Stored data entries
▽

PR #23019, opened 2024-02-08
fix(instrumentation): do not pin OTEL dependencies

### LINKED ISSUE #21473: Fixed version of `@opentelemetry/*` dependencies
### Bug description

Currently prisms locks versions of OTEL libraries:

```json
    "@opentelemetry/api": "1.6.0",
    "@opentelemetry/instrumentation": "0.43.0",
    "@opentelemetry/sdk-trace-base": "1.17.0",
```

This creates problem with hoisting: if there are other versions of OTEL libs required in the project package manager will end up installing two copies of "@opentelemetry/api" in order to satisfy constraints:
- one in root `node_modules`
- second one in `node_modules/<another_package>/node_modules`

This will make either external or internal consumers of prisma to receive no-op implementation of a tracer.

### Expected behavior

A package should keep versions of it's dependencies as open as possible https://github.com/prisma/prisma/blob/811babfebbd8c573109f0dc083634bc2e865a87e/packages/instrumentation/package.json

### Prisma information

```prisma
// Add your schema.prisma
```

```ts
```

### Environment & setup

- OS: 
- Database: 
- Node.js version: 

### Prisma Version

```

```

maxkomarychev:
Fixes issues with telemetry https://github.com/prisma/prisma/issues/21473 by using non-pinned versions of OTEL libraries.

Fixes #21473

### DIFF
--- a/packages/instrumentation/package.json
+++ b/packages/instrumentation/package.json
@@ -23,7 +23,7 @@
   },
   "dependencies": {
     "@opentelemetry/api": "^1.8",
-    "@opentelemetry/instrumentation": "^0.49 || ^0.50",
+    "@opentelemetry/instrumentation": "^0.49 || ^0.50 || ^0.51",
     "@opentelemetry/sdk-trace-base": "^1.22"
   },
   "files": [
--- a/packages/instrumentation/package.json
+++ b/packages/instrumentation/package.json
@@ -22,9 +22,9 @@
     "typescript": "5.3.3"
   },
   "dependencies": {
-    "@opentelemetry/api": "1.8.0",
-    "@opentelemetry/instrumentation": "0.50.0",
-    "@opentelemetry/sdk-trace-base": "1.23.0"
+    "@opentelemetry/api": "^1.8",
+    "@opentelemetry/instrumentation": "^0.49 || ^0.50",
+    "@opentelemetry/sdk-trace-base": "^1.22"
   },
   "files": [
     "dist"
--- a/pnpm-lock.yaml
+++ b/pnpm-lock.yaml
@@ -1087,11 +1087,11 @@ importers:
         specifier: 1.8.0
         version: 1.8.0
       '@opentelemetry/instrumentation':
-        specifier: 0.50.0
+        specifier: ^0.49 || ^0.50
         version: 0.50.0(@opentelemetry/api@1.8.0)
       '@opentelemetry/sdk-trace-base':
-        specifier: 1.23.0
-        version: 1.23.0(@opentelemetry/api@1.8.0)
+        specifier: ^1.22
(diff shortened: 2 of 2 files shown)


packages/instrumentation/package.json
```diff
@@ -22,9 +22,9 @@
     "typescript": "5.3.3"
   },
   "dependencies": {
-    "@opentelemetry/api": "1.8.0",
-    "@opentelemetry/instrumentation": "0.49.1",
-    "@opentelemetry/sdk-trace-base": "1.22.0"
+    "@opentelemetry/api": "^1.7",
+    "@opentelemetry/instrumentation": "0.48 || 0.49",
```
Jolg42, line 26: Note that v0 behaves differently than v1
See online example 
https://jubianchi.github.io/semver-check/#/^0.48/0.49.1
Screenshot 2024-03-06 at 18 09 46

https://jubianchi.github.io/semver-check/#/0.48%20||%200.49/0.49.1
Screenshot 2024-03-06 at 18 09 29

maxkomarychev: I would actually make it open too

image


what do you think?

maxkomarychev: I think 0.48 appeared here only because pr is very old

maxkomarychev: I've pushed an update to just make it `^0.49`

maxkomarychev:
Dear prisma maintainers, could you please provide specific feedback regarding prospects of this being merged? Are you willing to accept this pr, should I keep keeping it up to date etc?

packages/instrumentation/package.json
```diff
@@ -22,9 +22,9 @@
     "typescript": "5.3.3"
   },
   "dependencies": {
-    "@opentelemetry/api": "1.8.0",
-    "@opentelemetry/instrumentation": "0.49.1",
-    "@opentelemetry/sdk-trace-base": "1.22.0"
+    "@opentelemetry/api": "^1.8",
+    "@opentelemetry/instrumentation": "^0.49",
```
aqrln, line 26:
```suggestion
    "@opentelemetry/instrumentation": "^0.49 || ^0.50",
```

aqrln (approved):
Sorry for the delay here — let's finally ship this

aqrln:
I think this may also need some adjustments in the Renovate config to avoid the versions being automatically pinned.
@Jolg42 could you help with this?

packages/instrumentation/package.json
maxkomarychev: thanks!

I appreciate your feedback. I've updated version ranges to include current and previous versions:



image


Thanks!

maxkomarychev:
thanks!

△

Problem details
Please state the number of lines in the data above that hold the word "your", without any other text.

Exercise solution
2